=== Problem to solve ===
Counting only lines of the listing below that hold the word "smartcontract", give the total and nothing else.

>>>

Issue #4200, opened 2026-08-17
serviceability-instruction/sdk-rs: carry the IP ownership proof and Ed25519 instruction


elitegreg:
Part of RFC-27 (tracker: #4194). Depends on #4195 and #4197.

## What

- `crates/doublezero-serviceability-instruction/src/user.rs`: extend `create_user` and `create_subscribe_user` to take `Option<IpOwnershipProof>`, write it into the args, and add the Instructions sysvar to the account list at the position #4197 settled on. Update the account-layout doc comments — they are the reference for these instructions.
- Add a helper that builds the native `Ed25519SigVerify` instruction from a proof, so callers can't get the precompile offset layout wrong.
- Add a helper that assembles the pair in the right order (Ed25519 instruction before the create instruction) for callers that just want a working transaction.
- `smartcontract/sdk/rs`: thread the proof through `CreateUserCommand` and `CreateSubscribeUserCommand`.

## Notes

Both instructions already carry a long account list — resource extensions plus one `dz_prefix_block` per prefix — and now gain the sysvar plus a second instruction in the transaction. Check the transaction still fits at realistic `dz_prefix_count` values and note the headroom in the PR.

## Acceptance

- A test building the full transaction and running it against the program in the existing test harness, proving the assembled Ed25519 instruction validates.
- Passing `None` produces the pre-RFC-27 instruction shape.

Issue #4198, opened 2026-08-17
ip-verifier: add the IP ownership verification service


elitegreg:
Part of RFC-27 (tracker: #4194). Depends on #4195.

A stateless HTTP service that signs the source IP it observes. It is the only party that can attest an IP, so its correctness about *which* IP it saw is the whole security property.

## API

```
POST /v1/proof
{ "payer": "<Pubkey>", "user_pubkey": "<Pubkey>" }

200 { "payer": "...", "client_ip": "a.b.c.d", "epoch": 1234,
      "user_pubkey": "...", "signature": "<base58>" }
```

`client_ip` is always the observed source address of the request; it is never accepted from the body. `user_pubkey` is the User PDA the client intends to create, so the caller derives it before verifying. Also expose `GET /health` and a Prometheus `/metrics` endpoint consistent with the other DoubleZero services.

## Requirements

- Reject a source address that isn't globally routable, with the same `is_global` semantics the program applies, so the service never issues a proof the program would refuse.
- **Proxy handling.** Behind a proxy or CDN the peer address is the proxy. Take a configured list of trusted proxy CIDRs and only then honor `X-Forwarded-For` / `Forwarded`, taking the last untrusted hop. With no trusted proxies configured, use the peer address and nothing else. Getting this wrong signs the proxy's IP for everyone, so it needs its own tests.
- Epoch comes from the DoubleZero Ledger RPC, cached with a short TTL and refreshed in the background. Fail closed if the epoch is stale beyond a threshold rather than signing an old epoch.
- Signing key loaded from a keypair file path (custody options are the deployment issue). Never logged.
- Per-source-IP rate limiting, request size caps, and a request timeout.
- IPv4 only. Reject IPv6 sources with a clear error until the proof layout gains an address family.
- Structured logging through `tracing`, config through clap + env vars, matching `crates/` conventions.

## Implementation notes

The workspace already depends on `hyper` 1 and `hyper-util` but has no HTTP server framework. Either build on hyper directly or add `axum` — call the choice out in the PR since it sets a precedent for future Rust services in the repo.

## Acceptance

- Unit tests for proxy header handling: no trusted proxies, trusted proxy with one hop, trusted proxy with a spoofed extra hop, untrusted client sending `X-Forwarded-For`.
- Signature output verifies against the committed test vectors from #4195.
- Non-routable and IPv6 sources rejected.
- Integration test that runs the service, requests a proof, and verifies it with the same code path the program uses.

Issue #4197, opened 2026-08-17
serviceability: validate IpOwnershipProof via the Ed25519 precompile during user creation


elitegreg:
Part of RFC-27 (tracker: #4194). Depends on #4195 and #4196.

This is the enforcement point. BPF can't verify Ed25519 cheaply, so the transaction carries a native `Ed25519SigVerify` instruction and the program introspects the Instructions sysvar to confirm it covers the message we expect with the key we trust.

## What

**Feature flag.** Add `FeatureFlag::RequireIpOwnershipProof = 2` to `state/feature_flags.rs` with the string `require-ip-ownership-proof`, so it parses in the existing `SetFeatureFlags` CLI path. Off means the proof is validated when supplied and ignored when absent; on means user creation without a valid proof is rejected — uniformly, for wildcard and specific-IP passes alike.

**Instruction surface.** Add an optional proof to `UserCreateArgs` and `UserCreateSubscribeArgs` via `borsh_incremental` (`#[incremental(default = None)]`), and accept the Instructions sysvar account. Document exactly where the sysvar sits in the account layout — the account ordering in `create.rs` and `create_subscribe.rs` is already load-bearing, with optional tenant/feed and a trailing peeled Permission account, so pick a position that can't collide and state it in the builder docs.

**Validation**, in a shared helper called from `create_user_core` so `CreateUser` and `CreateSubscribeUser` cannot drift:

1. Reconstruct `signed_message()` from `(payer, client_ip, epoch, user_pda)`.
2. Load the Ed25519 instruction from the Instructions sysvar and confirm its pubkey equals `globalstate.ip_verifier_authority_pk`, its message equals the reconstructed bytes, and its signature equals `proof.signature`. Parse the precompile's offset layout properly and reject any instruction whose offsets point outside the instruction, or that carries more than one signature.
3. `proof.payer == payer_account.key`.
4. `proof.client_ip == client_ip`.
5. `proof.user_pubkey == the derived User PDA`.
6. `proof.epoch == clock.epoch || proof.epoch == clock.epoch - 1`.
7. Reject if `ip_verifier_authority_pk` is `Pubkey::default()`.

New `DoubleZeroError` variants for each rejection class, distinguishable enough that the CLI can print something useful.

## Notes

- The idempotent path matters: `create_user_core` returns early when the user already exists and matches. Decide and document whether a proof is required on that path — it should be, otherwise a squatter's existing account absorbs later calls without ever proving anything. Cover it with a test either way.
[...]

Issue #4196, opened 2026-08-17
serviceability: add ip_verifier_authority_pk to GlobalState and rotate it via SetAuthority


elitegreg:
Part of RFC-27 (tracker: #4194).

The verifier public key is the trust root for proof validation. RFC-27 puts it in onchain global state so it rotates without a program upgrade.

## What

- Append `pub ip_verifier_authority_pk: Pubkey` to `GlobalState` (`state/globalstate.rs`), after `feed_authority_pk`. Append only — existing accounts deserialize with `Pubkey::default()` through the `unwrap_or_default()` path, same as `feed_authority_pk` did.
- Add it to `Default`, `Display`, and the `TryFrom<&[u8]>` chain.
- Add `ip_verifier_authority_pk: Option<Pubkey>` to `SetAuthorityArgs` (`processors/globalstate/setauthority.rs`) and its `Debug`. `BorshDeserializeIncremental` keeps old-arg transactions decoding.
- Surface it in the CLI: `smartcontract/cli/src/init.rs` and the `global-config`/authority set + get paths so operators can read and rotate it.
- Rust SDK (`smartcontract/sdk/rs`) `GlobalState` mirror and any `SetAuthority` command builder.

## Behavior when unset

`Pubkey::default()` means "no verifier configured". Enforcement (the onchain validation issue) must treat that as a hard reject when the feature flag is on, never as "any signature passes". Add a test for exactly that.

## Acceptance

- `test_state_compatibility_globalstate` still passes against the existing base64 vectors, plus a new vector that includes the field.
- Serialization test updated.
- `SetAuthority` test rotating the key and leaving the other authorities untouched, and one confirming a `None` leaves it unchanged.
- Authorization unchanged: GLOBALSTATE_ADMIN permission or the legacy foundation path.
- SDK deserializer work for Go/TS/Python is tracked separately.

PR #4206, opened 2026-08-17
ip-proof: add a crate defining the IpOwnershipProof layout and signed message

### LINKED ISSUE #4195: ip-proof: add a crate defining the IpOwnershipProof layout and signed message
Part of RFC-27 (tracker: #4194).

The proof format is consumed by three independent places: the serviceability program (BPF), the CLI, and the verification service. They must agree byte for byte or every proof fails validation. Put the definition in one crate rather than duplicating it.

## What

New crate `crates/doublezero-ip-proof` (no Solana runtime dependency beyond `solana-program`'s `Pubkey`, buildable for BPF):

```rust
pub struct IpOwnershipProof {
    pub payer: Pubkey,       // 32
    pub client_ip: Ipv4Addr, // 4, network order
    pub epoch: u64,          // 8, little-endian
    pub user_pubkey: Pubkey, // 32 — the User PDA this proof authorizes
    pub signature: [u8; 64],
}
```

- `signed_message()` returns the exact bytes the verifier signs: a domain-separation prefix (`b"DZ_IP_PROOF"`), a `u8` version byte set to `1`, then `payer || client_ip || epoch || user_pubkey`. Fixed length, no length prefixes, no Borsh on the signed portion — the program reconstructs it and compares against what the Ed25519 instruction covers.
- Borsh serialization for the struct itself, for carrying it in instruction data.
- Sign and verify helpers behind a non-BPF feature so the service and tests can use them without pulling `ed25519-dalek` into the program.

## Why the extra fields

`user_pubkey` binds a proof to one target account, so a proof obtained for a routine connect can't be replayed into another operation on a different account within the same epoch (#4192, item 2). The prefix and version byte make the signed bytes unambiguous and give a clean path to a v2 layout later — including IPv6, which is out of scope now.

## Acceptance

- Round-trip Borsh tests and a `signed_message()` byte-layout test with a hardcoded expected vector, so a future refactor that reorders fields fails loudly.
- Sign/verify round trip against a fixed test keypair.
- Committed test vectors (proof JSON + expected signed message hex + signature) that the program tests, CLI tests, and service tests all assert against.
- Crate builds under `cargo build-sbf` as a dependency of the program.

elitegreg:
Resolves: #4195

Part of [RFC-27](https://github.com/malbeclabs/doublezero/blob/main/rfcs/rfc27-ip-verification.md) (`rfcs/rfc27-ip-verification.md`), tracker #4194.

## Summary of Changes

- Adds `crates/doublezero-ip-proof`, defining `IpOwnershipProof` and the exact bytes the IP verification service signs. Three independent consumers — the serviceability program (BPF), the CLI, and the verification service — must agree byte for byte or every proof fails validation, so the format is defined once rather than duplicated three times.
- The signed message is a fixed 57-byte layout: a `DZ_IP_PROOF` domain-separation prefix, a version byte, then `payer || client_ip || epoch || user_type`. No length prefixes and no Borsh on the signed portion, so the program can reconstruct it on the stack and compare against what the Ed25519 precompile instruction covers.
- The layout version travels **in** the proof, and `signed_message_for()` takes it as an argument, so a verifier reconstructs the bytes for the version a proof declares rather than for whatever version it was compiled against. `SUPPORTED_IP_PROOF_VERSIONS` gives the program one place to accept a set. A v2 rollout can therefore teach verifiers both versions before switching issuers, instead of needing an atomic cutover across the program, the service, and every deployed CLI inside one freshness window.
- `user_type` is bound rather than the derived User pubkey. The User account is a PDA over `(client_ip, user_type)`, so `client_ip` alone does not pin the account being created — a proof for an IP would otherwise be reusable for a different connection type on that IP. Binding the User pubkey instead would not work: the service is the party that discovers `client_ip`, so the client would have to supply a pubkey derived from its own autodetected IP, and on any NATed or multi-homed host that pubkey disagrees with the IP the service observed, producing a validly signed proof that can never verify.
- Off-chain sign/verify helpers sit behind a non-default `signer` feature. The default build's dependency surface is exactly borsh and `solana-program` — `thiserror` and `IpProofError` are gated with the helpers that need them.
- Committed test vectors behind a `test-vectors` feature, for the program, CLI, and service tests to assert against as those land.
- Updates RFC-27's proof specification to this layout and names the crate as normative, so the verification service (#4198) cannot be written from prose that disagrees with the code. The request body gains `user_type`; onchain validation gains a supported-version check and a `user_type` match.
- Adds a per-crate `cargo hack clippy --each-feature` pass to `rust-lint`. The workspace pass runs with default features only, so a crate whose default feature set is empty would otherwise have most of its code exempt from clippy.

Nothing consumes the crate yet; this is a foundation change with no behavior impact. Onchain validation (#4197), the `GlobalState` verifier key (#4196), the service (#4198), and the client path (#4200/#4201) build on it.

### Note on the issue text

The issue named `ed25519-dalek` for the sign/verify helpers. This uses `solana-keypair` / `solana-signer` / `solana-signature` instead — already resolved in `Cargo.lock`, and the verification service will hold a Solana keypair JSON, so `sign_message()` / `Signature::verify()` are the natural fit with no new crypto dependency. Same intent: the helpers stay behind a non-default feature so nothing extra reaches the program. Test vectors are Rust constants rather than a JSON file, since all three consumers named in the acceptance criteria are Rust.

## Diff Breakdown

| Core logic   |     2 | +198 / -0   | +198 |
| Tests        |     3 | +372 / -0   | +372 |
| Docs         |     2 | +73 / -18   |  +55 |
| Config/build |     3 | +53 / -0    |  +53 |
| Generated    |     1 | +13 / -0    |  +13 |
| **Total**    |     9 | +709 / -18  | +691 |

Two thirds of the diff is tests and committed vectors; the format itself is ~200 lines. (Core and test counts split within `lib.rs` and `signer.rs`, which carry inline `#[cfg(test)]` modules.)

<details>

- [`crates/doublezero-ip-proof/src/lib.rs`](https://github.com/malbeclabs/doublezero/pull/4206/files#diff-d4d650ceadb602f65a20d6dfa0d7bd44f4aee33475970e0c54a3825b28dff3d9) — the `IpOwnershipProof` struct, layout constants derived from the field offsets, version support set, and `signed_message_for()`, plus byte-layout and Borsh round-trip tests
- [`crates/doublezero-ip-proof/src/test_vectors.rs`](https://github.com/malbeclabs/doublezero/pull/4206/files#diff-bf9a7fc69db7c8d337777ec98425c31a89ea67d80ef2c14509b257f62efd1ccb) — two committed vectors (specific IP at the default `user_type`, and a wildcard-pass connect with a high epoch and non-zero `user_type`) signed by a fixed test keypair
- [`crates/doublezero-ip-proof/src/signer.rs`](https://github.com/malbeclabs/doublezero/pull/4206/files#diff-e66097b68664b56cac53fc76073d633c44f1f205d2a28e544cdc3dce80688788) — `sign()` / `sign_version()` / `verify()` behind the `signer` feature, off-chain only
- [`rfcs/rfc27-ip-verification.md`](https://github.com/malbeclabs/doublezero/pull/4206/files#diff-9f9110b47a1525a093f13a2a4644490e1ee50f8284596e1b83f2b25e0b228386) — proof spec updated to the 57-byte layout, with the versioning-rollout and `user_type` rationale
- [`crates/doublezero-ip-proof/Cargo.toml`](https://github.com/malbeclabs/doublezero/pull/4206/files#diff-d72436b57edc750568012bc8f948ada8042107f0573109c151de44a526516854) — feature split keeping the default build BPF-clean
- [`Makefile`](https://github.com/malbeclabs/doublezero/pull/4206/files#diff-76ed074a9305c04054cdebb9e9aad2d818052b07091de1f20cad0bbac34ffb52) — per-crate `--each-feature` clippy pass

</details>

## Testing Verification

- Byte-layout test asserts `signed_message()` against a hardcoded expected vector, with offset assertions on the prefix, version byte, little-endian epoch, and trailing `user_type`, so a future field reorder fails loudly rather than silently invalidating every proof.
- A proof carrying `version = 2` reconstructs v2 bytes, not `IP_PROOF_VERSION` bytes — the property that makes a staged version rollout possible.
- Sensitivity test confirms each of `version`, `payer`, `client_ip`, `epoch`, and `user_type` changes the signed message, and that `signature` does not.
- Borsh round trip pins the serialized length at 110 bytes and confirms `client_ip` serializes in network order.
- Sign/verify round trip against a fixed keypair; verify rejects a different verifier key and each individually tampered field, including a bumped version.
- Every committed vector re-derives its own signed message and re-produces its own signature, so the vectors cannot drift from the implementation unnoticed.
- `cargo hack clippy -p doublezero-ip-proof --each-feature --all-targets` is clean across all five feature permutations, which is the pass that keeps `signer.rs` and `test_vectors.rs` linted at all.
- Default-feature dependency surface verified with `cargo tree -e normal`: exactly borsh and `solana-program`.
- BPF buildability: temporarily added the crate as a dependency of `doublezero-serviceability` with a function constructing an `IpOwnershipProof`, calling `signed_message()`, Borsh-serializing it, and calling `is_supported_version()`; `cargo build-sbf --tools-version v1.54` produced `doublezero_serviceability.so` successfully, then reverted. The program does not consume the crate until #4197.

### DIFF
--- a/Cargo.toml
+++ b/Cargo.toml
@@ -14,6 +14,7 @@ members = [
     "crates/doublezero-serviceability-instruction",
     "crates/doublezero-daemon-cli",
     "crates/doublezero-geolocation-cli",
+    "crates/doublezero-ip-proof",
     "crates/sentinel",
 ]
 default-members = []
@@ -59,6 +60,7 @@ env_logger = "0"
 eyre = "0"
 futures = "0"
 futures-util = "0"
+hex = "0.4"
 http = "1"
 http-body-util = "0"
 hyper = "1"
@@ -85,6 +87,7 @@ solana-client = "3.0"
 solana-bincode = "3.0"
 solana-commitment-config = "3.0"
 solana-compute-budget-interface = "3.0"
+solana-keypair = "3.1"
 solana-loader-v3-interface = { version = "6", features = ["serde"] }
 solana-program = "3.0"
 solana-program-test = "=3.0.12"
@@ -92,6 +95,8 @@ solana-pubsub-client = "3.0"
 solana-rpc-client-api = "3.0"
 solana-sdk = "=3.0"
 solana-sdk-ids = "3.0"
+solana-signature = "3.4"
+solana-signer = "3.0"
 solana-system-interface = { version = "3", features = ["bincode"] }
 solana-transaction-status = "3.0"
 bitflags = "2"
@@ -113,6 +118,7 @@ doublezero-cli-core = { path = "crates/doublezero-cli-core" }
 doublezero-config = { path = "config" }
 doublezero-daemon-cli = { path = "crates/doublezero-daemon-cli" }
 doublezero-geolocation-cli = { path = "crates/doublezero-geolocation-cli" }
+doublezero-ip-proof = { path = "crates/doublezero-ip-proof" }
 # default-features = false MUST be set here, not on the consumer edge: an inheriting
 # member's `default-features = false` is ignored unless the workspace dep declares it.
 # This keeps sentinel's server-only deps (Prometheus exporter → rustls/aws-lc-sys) out of
--- a/crates/doublezero-ip-proof/Cargo.toml
+++ b/crates/doublezero-ip-proof/Cargo.toml
@@ -16,23 +16,28 @@ name = "doublezero_ip_proof"
 
 # The RFC-27 IpOwnershipProof layout, shared by three independent consumers that
 # must agree byte for byte: the serviceability program (BPF), the CLI, and the
-# verification service. The default build stays BPF-clean — only borsh,
-# solana-program's Pubkey, and thiserror. Signing/verification lives behind the
-# `signer` feature so no crypto crate reaches the program.
+# verification service. The default build stays BPF-clean — only borsh and
+# solana-program's Pubkey. Signing/verification lives behind the `signer`
+# feature so no crypto crate reaches the program.
 [dependencies]
 borsh.workspace = true
 solana-program.workspace = true
-thiserror.workspace = true
 
 hex = { workspace = true, optional = true }
 solana-keypair = { workspace = true, optional = true }
 solana-signature = { workspace = true, optional = true }
 solana-signer = { workspace = true, optional = true }
+thiserror = { workspace = true, optional = true }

<<<

=== Completed task ===
3